In its “Community-Based Tourism COVID-19 Recovery Project: Grant Assistance” report in January 2022, it wrote that “over-reliance” on Angkor Wat had seen limited investment in policy or regulation development, human resources and infrastructure in other provinces and cities.
ADB also identified five factors that contributed to the “lack of diversity” in product offerings and visitor experience. Two of which speak about the inadequacies in conservation and protection of natural and cultural heritage assets, and limited marketing on Cambodia’s other provinces and tourist attractions.
Due to these challenges as well as the lack of modern and well-maintained airports, ports, roads, sanitation and solid waste management facilities, Cambodia’s ability to stand out against competition in the region is challenged.
The World Travel and Tourism Competitiveness Index in 2019 ranked Cambodia 98 out of 140 countries, while Thailand and Vietnam ranked 31 and 63, respectively. It was also among the lowest ranking in the region.
For the record though, post Covid-19 efforts are being made by the government, one of them being the recently completed $150 million road infrastructure refurbishment project in Siem Reap.
The government also launched a three-phase National Tourism Recovery Roadmap (2021-2025) and the Siem Reap Provincial Tourism Development Master Plan (2021-2035).
Pointing to the Siem Reap masterplan, ADB noted that it had “ambitious” targets of attracting 10.9 million domestic tourists by 2023 and 7.5 million international tourists by 2025.
The masterplan aimed at creating 940,000 jobs and generating an additional $6 billion in revenue for the province’s economy.

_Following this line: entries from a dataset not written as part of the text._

PR #2053, opened 2017-03-06
fixed PatternSyntaxException on Windows

niktrop:
`String.split(String)` expects pattern and doesn't work with `\` file separator on windows. 
`StringLike.split(Char)`  works for any character.


felixmulder:
LGTM! Thanks :)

Siem Reap governor Tea Siha acknowledged that tourist numbers have dropped significantly but hoped that the recovery plans prescribed in the policy documents would improve the industry.
He believed that the new international-standard Siem Reap airport, the rejuvenation of Siem Reap’s infrastructure as well as a peaceful and stable government will serve as a catalyst to bring back tourism to pre-Covid-19 days.

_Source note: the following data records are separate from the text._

PR #2057, opened 2017-03-07
support merging companion objects in expanded trees

liufengyun:
Support merging companion objects in expanded trees

Previous implementation is problematic when there are multiple transforms before typer:

1. There might be objects needing merging that only exist in the expanded trees, which cannot be handled by the previous algorithm.

2. There may be companion object and class defined only in the expanded trees, the previous algorithm doesn't create links for them.

This PR simplifies the companion object merging logic and fixes the problems above.

In fact, this PR supports multiple pre-typer transform during expansion. The protocol is that the expansion of a statement is either a flattened thicket or a non-thicket tree.


compiler/src/dotty/tools/dotc/typer/Namer.scala
```diff
@@ -484,46 +484,86 @@ class Namer { typer: Typer =>
...
-          case Some(cdef) =>
-            cdef.attachmentOrElse(ExpandedTree, cdef) match {
-              case Thicket(cls :: mval :: TypeDef(mname, compimpl: Template) :: crest)
-              if name.moduleClassName == mname =>
-                val mcls1 = cpy.TypeDef(mcls)(
-                    rhs = cpy.Template(impl)(body = compimpl.body ++ impl.body))
-                mdef.putAttachment(ExpandedTree, Thicket(vdef :: mcls1 :: rest))
-                moduleDef(typName) = mcls1
-                cdef.putAttachment(ExpandedTree, Thicket(cls :: crest))
+      def valid(mdef: MemberDef): Boolean = !mdef.mods.is(Package) && mdef.mods.is(Module)
```
odersky: Shorter and mode efficient:

    mdef.mods.is(Module, butNot = Package)

compiler/src/dotty/tools/dotc/typer/Namer.scala
```diff
@@ -484,46 +484,86 @@ class Namer { typer: Typer =>
...
+
+      for (stat <- stats)
+        expanded(stat) match {
+          case Thicket(trees) => // companion object always expands to thickets
+            trees.map {
+              case mcls @ TypeDef(name, impl: Template) if valid(mcls) =>
+                if (moduleClsDef.contains(name)) {
```
odersky: I'd use a `get` instead of `contains` + `apply`:

    moduleClsDef.get(name) match {
      case Some((stat1, mcls1 @ TypeDef(_, impl1: Template)) => ...
      case None => ...

compiler/src/dotty/tools/dotc/typer/Namer.scala
```diff
@@ -484,46 +484,86 @@ class Namer { typer: Typer =>
...
+                  val (stat1, mcls1 @ TypeDef(_, impl1: Template)) = moduleClsDef(name)
+                  if (mcls.mods.is(Synthetic) && !mcls1.mods.is(Synthetic)) { // merge synthetic into user-defined module
+                    removeInExpanded(stat, mcls)
```
odersky: Factor the two preceding  and the next two lines into a separate local method `mergeIfSynthetic(synthCls,  userCls`. Then the whole 12 line if-else can be expressed as

    mergeIfSynthetic(mcls, mcls1)
    mergeIfSynthetic(mcls1, mcls)

compiler/src/dotty/tools/dotc/typer/Namer.scala
```diff
@@ -484,46 +484,86 @@ class Namer { typer: Typer =>
...
+                    val mcls2 = mergeModuleClass(stat1, mcls1, impl.body)
+                    moduleClsDef(name) = (stat1, mcls2)
+                  }
+                  else if (!mcls.mods.is(Synthetic) && mcls1.mods.is(Synthetic)) {
+                    removeInExpanded(stat1, mcls1)
+                    val mcls2 = mergeModuleClass(stat, mcls, impl1.body)
+                    moduleClsDef(name) = (stat, mcls2)
+                  }
+                  else {
+                    // redefinition of objects or case classes, handled elsewhere
```
odersky: You mean, we have a double definition? (Just asking for clarification)

compiler/src/dotty/tools/dotc/typer/Namer.scala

For the first four months of 2022, Siem Reap received a total of 92,205 national and international tourists, an increase of 672.40 per cent compared to the same period in 2021, which was only 119,783.

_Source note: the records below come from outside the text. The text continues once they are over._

PR #2058, opened 2017-03-07
Fix #2054

### LINKED ISSUE #2054: Nested methods inside static methods doesn't work
The following code compiles fine, but it generates run-time exception.

```Scala
import scala.annotation.static

class Test

object Test {
  @static def test(n: Int): Int =  {
    List(3).map(_ + 2)
    n
  }

  def main(args: Array[String]): Unit = test(3)
}
```

Error logs:

```
Exception in thread "main" java.lang.BootstrapMethodError: java.lang.IllegalAccessError: tried to access method Test$.$anonfun$test$1(I)I from class Test
	at Test.test(static.scala:7)
	at Test$.main(static.scala:11)
	at Test.main(static.scala)
Caused by: java.lang.IllegalAccessError: tried to access method Test$.$anonfun$test$1(I)I from class Test
	at java.lang.invoke.MethodHandleNatives.resolve(Native Method)
	at java.lang.invoke.MemberName$Factory.resolve(MemberName.java:975)
	at java.lang.invoke.MemberName$Factory.resolveOrFail(MemberName.java:1000)
	at java.lang.invoke.MethodHandles$Lookup.resolveOrFail(MethodHandles.java:1392)
	at java.lang.invoke.MethodHandles$Lookup.linkMethodHandleConstant(MethodHandles.java:1748)
	at java.lang.invoke.MethodHandleNatives.linkMethodHandleConstant(MethodHandleNatives.java:477)
	... 3 more
```

DarkDimius:


liufengyun:
@DarkDimius the  test `dotty.tools.dotc.InterfaceEntryPointTest.runCompilerFromInterface` failed.

compiler/src/dotty/tools/dotc/transform/MoveStatics.scala
```diff
@@ -19,6 +20,8 @@ class MoveStatics extends MiniPhaseTransform with SymTransformer { thisTransform
   import tpd._
   override def phaseName = "moveStatic"
 
+  // This phase moves methods around(in infortransform) so it may need to make other methods public
+  override def runsAfter: Set[Class[_ <: Phase]] = Set(classOf[ExpandPrivate])
```
smarter: You moved `MoveStatic` _before_ `ExpandPrivate` but you added a requirement that it should be run `after`, so every test fails.

compiler/src/dotty/tools/dotc/transform/ExpandPrivate.scala
```diff
@@ -38,6 +41,9 @@ class ExpandPrivate extends MiniPhaseTransform with IdentityDenotTransformer { t
 
   override def phaseName: String = "expandPrivate"
 
+  // This phase moves methods around(in infortransform) so it may need to make other methods public
+  override def runsAfter: Set[Class[_ <: Phase]] = Set(classOf[MoveStatics])
```
liufengyun: As pointed out by @smarter , there is a typo here: `infortransform`. Otherwise, LGTM.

Under current circumstances, Siha felt the situation is changing for the better for the province as rising tourist numbers are reinstating jobs, improving livelihoods and helping to reduce poverty.
“Provincial authorities have been expanding and strengthening tourism services through the construction of infrastructure facilities, electricity supply, clean water, public lighting, and security to make sure tourists feel safe when visiting Siem Reap,” he said.
‘Don’t lose focus’
The anticipation for travel to return to normal remains uncertain, particularly with global challenges like inflation and fuel prices likely to impact consumer sentiments going forward.
Closer to home, the Cambodian government, aware of external challenges, has set a target of one million foreign tourists and eight million domestic trips by the end of this year, with “robust” recovery projected from August.
It continues to bank on domestic trips, with 11 million trips anticipated by 2023 while seven million international tourists are expected by 2025.
For now, it’s a numbers game. Domestic travels would be the most important market, not just for Cambodia but region-wide, Pearson, founder of Kuala Lumpur-based tourism strategy and representation firm Pear Anderson, mentioned.
“As an increasing number of countries throw open their borders to tourism worldwide, travellers have more options for where they can holiday. [Thus] destinations must work hard to raise and keep awareness of their destination,” she said.
The government must accordingly ensure that support for the tourism sector continues throughout 2022, and come up with innovative schemes to incentivise domestic tourism.
“At the same time, the private sector must also work hard to not lose their focus on the domestic market, and be pragmatic that the volume of inbound travellers will take months to accelerate,” Pearson said.